Stored items:
PR #1187, opened 2021-04-22
don't handle schema extensions in plugin manager any more

mpollmeier:
This one may be controversial, so let me explain:
We used to define the schema in json, which meant we didn't have any
IDE and compiler support. Now that it's a Scala DSL we're in a much
better situation overall, however we cannot simply copy and merge
schema parts together by copying a json file. The schema needs to be
stitched together at compile time.

Now we could allow plugins to define their schema extension parts in
scala code snippets and copy them together during `./joern
--add-plugin` - this is pretty much what I wanted to achieve in
https://github.com/joernio/docker-ext/pull/9/ - the downside is that
we lose IDE/compiler support during plugin development...

tl;dr; there's different options/pros/cons, and we may find a better
model in the future, but for now I think this is the best compromise
with the new improved schema DSL.

I should add: the responsibility to create new domain classes and install them into joern now lies with the plugin itself - we can extract that logic into an sbt plugin later.

### DIFF
--- a/console/src/main/scala/io/shiftleft/console/PluginManager.scala
+++ b/console/src/main/scala/io/shiftleft/console/PluginManager.scala
@@ -77,10 +77,6 @@ class PluginManager(val installDir: File) {
         dir.list.filter { f =>
           f.name.startsWith(s"joernext-$name")
         }
-      }.flatMap { dir =>
-        dir.list.filter { f =>
-          f.name.startsWith(s"joernext-$name")
-        }
       }
       filesToRemove.foreach(f => f.delete())
       filesToRemove.map(_.pathAsString)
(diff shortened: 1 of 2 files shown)


fabsx00:
So, can a plugin still add the schema without having joern/ocular know the plugin?

mpollmeier:
If I understand your question correctly: yes. To be safe, let me rephrase the main points:

* the joern/ocular repos/builds don't have any reference to the plugin which extends the schema - I guess that's your main question?
* if a plugin extends the schema, it contains a bit of boilerplate build definition to install the schema extension into a local joern/ocular installation
* that boilerplate can eventually move into an sbt plugin to keep the plugin build concise

Makes sense?

fabsx00 (approved):
That seems fine to me then. Of course, a bit more boilerplate in the plugin isn't a nice thing to have, but we gain the goodies of developing the schema in the IDE, and that seems worth it. As long as joern/ocular don't need to somehow know of the plugin before hand, we're good, so, yes, this looks good to me.

PR #1189, opened 2021-04-26
fix all warnings and make warnings errors

mpollmeier:


console/src/main/scala/io/shiftleft/console/BridgeBase.scala
```diff
@@ -280,7 +280,7 @@ trait BridgeBase {
       try {
         websiteContentDir.delete()
       } catch {
-        case e: IOException => {
+        case _: IOException => {
```
hubertp, line 283: Should probably include stacktrace

hubertp (approved):

console/src/main/scala/io/shiftleft/console/BridgeBase.scala
mpollmeier: I wanted to keep this to refactoring only - this is for the ammonite bridge which is used for CpgServer as well, so it could well be that we want to be conservative when it comes to printing stuff... but I'm not sure really

PR #1190, opened 2021-04-27
sbt 1.5.1

mpollmeier:


hubertp (approved):
i couldn't see how sbt is fetched in GH actions but other than that lgtm

mpollmeier:
it's downloading the small sbt wrapper script, so I presume it'll work... https://github.com/olafurpg/setup-scala/blob/master/src/install.ts#L105

PR #1192, opened 2021-04-27
Bring back in TYPE_FULL_NAME on CALL nodes.

ml86:
This was once accedidentially put to deprecated and in the resent past
remove while transitioning to scala base schema.


fabsx00:
While we're at it, what is the TYPE_FULL_NAME of a call? The type of its return value?

fabsx00 (approved):

PR #1213, opened 2021-05-16
persist codegen/protogen caches, to keep it between sbt runs

mpollmeier:


schema/build.sbt
```diff
@@ -2,22 +2,22 @@ name := "codepropertygraph-schema"
 
 libraryDependencies += "io.shiftleft" %% "overflowdb-codegen" % "1.63"
 
-val generateDomainClasses = taskKey[Seq[File]]("generate overflowdb domain classes for our schema")
+scalacOptions += "-Xfatal-warnings"
```
ml86, line 5: Is that intended?

ml86 (approved):

schema/build.sbt
mpollmeier: yup, i just moved that line within the same file

PR #1220, opened 2021-05-26
WIP - return Traversal[CallRepr] instead of Traversal[Call]

mpollmeier:
this may contain ImplicitCalls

[WHAT YOU ARE ASKED TO DO]
The word "codegen" appears in some lines above. Return every one of those lines.

[REPLY]
persist codegen/protogen caches, to keep it between sbt runs
 libraryDependencies += "io.shiftleft" %% "overflowdb-codegen" % "1.63"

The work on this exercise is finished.